MATERIAL PROVIDED -
== Segment start ==

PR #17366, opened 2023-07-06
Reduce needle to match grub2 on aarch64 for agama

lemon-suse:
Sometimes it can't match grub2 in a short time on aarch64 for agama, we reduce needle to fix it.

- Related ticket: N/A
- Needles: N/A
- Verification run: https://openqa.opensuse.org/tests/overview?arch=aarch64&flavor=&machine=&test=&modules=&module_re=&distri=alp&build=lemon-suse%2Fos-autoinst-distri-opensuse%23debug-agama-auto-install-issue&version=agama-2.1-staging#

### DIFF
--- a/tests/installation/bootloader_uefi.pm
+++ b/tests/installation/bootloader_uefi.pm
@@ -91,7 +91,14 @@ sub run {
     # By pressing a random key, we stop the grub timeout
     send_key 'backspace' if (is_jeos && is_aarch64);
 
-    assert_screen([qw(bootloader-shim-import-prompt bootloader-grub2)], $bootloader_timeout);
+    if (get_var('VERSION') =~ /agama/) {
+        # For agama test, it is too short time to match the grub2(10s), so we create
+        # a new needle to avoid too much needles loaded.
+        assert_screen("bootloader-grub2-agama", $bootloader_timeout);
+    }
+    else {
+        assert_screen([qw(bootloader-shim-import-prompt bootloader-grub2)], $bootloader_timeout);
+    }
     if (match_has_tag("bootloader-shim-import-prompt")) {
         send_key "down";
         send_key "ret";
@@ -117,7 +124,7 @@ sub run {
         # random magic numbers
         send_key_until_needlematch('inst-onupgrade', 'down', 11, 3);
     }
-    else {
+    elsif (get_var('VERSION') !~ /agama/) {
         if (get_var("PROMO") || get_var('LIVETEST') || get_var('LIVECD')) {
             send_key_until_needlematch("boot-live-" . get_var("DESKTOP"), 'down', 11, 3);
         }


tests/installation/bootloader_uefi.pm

== Segment end ==
== Segment start ==

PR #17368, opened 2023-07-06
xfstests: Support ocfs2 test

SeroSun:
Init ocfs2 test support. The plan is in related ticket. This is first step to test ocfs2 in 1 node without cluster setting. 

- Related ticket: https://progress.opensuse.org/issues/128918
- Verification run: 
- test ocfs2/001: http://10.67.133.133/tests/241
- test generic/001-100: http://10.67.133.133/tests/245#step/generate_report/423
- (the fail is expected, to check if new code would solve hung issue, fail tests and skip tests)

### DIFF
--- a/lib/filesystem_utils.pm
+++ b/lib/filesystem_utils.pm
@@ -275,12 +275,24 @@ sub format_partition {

== Segment end ==

WHAT YOU WILL DO - Which lines above include "https"? Show each of them by copying it.

SOLUTION TO THIS PROBLEM -
- Verification run: https://openqa.opensuse.org/tests/overview?arch=aarch64&flavor=&machine=&test=&modules=&module_re=&distri=alp&build=lemon-suse%2Fos-autoinst-distri-opensuse%23debug-agama-auto-install-issue&version=agama-2.1-staging#
- Related ticket: https://progress.opensuse.org/issues/128918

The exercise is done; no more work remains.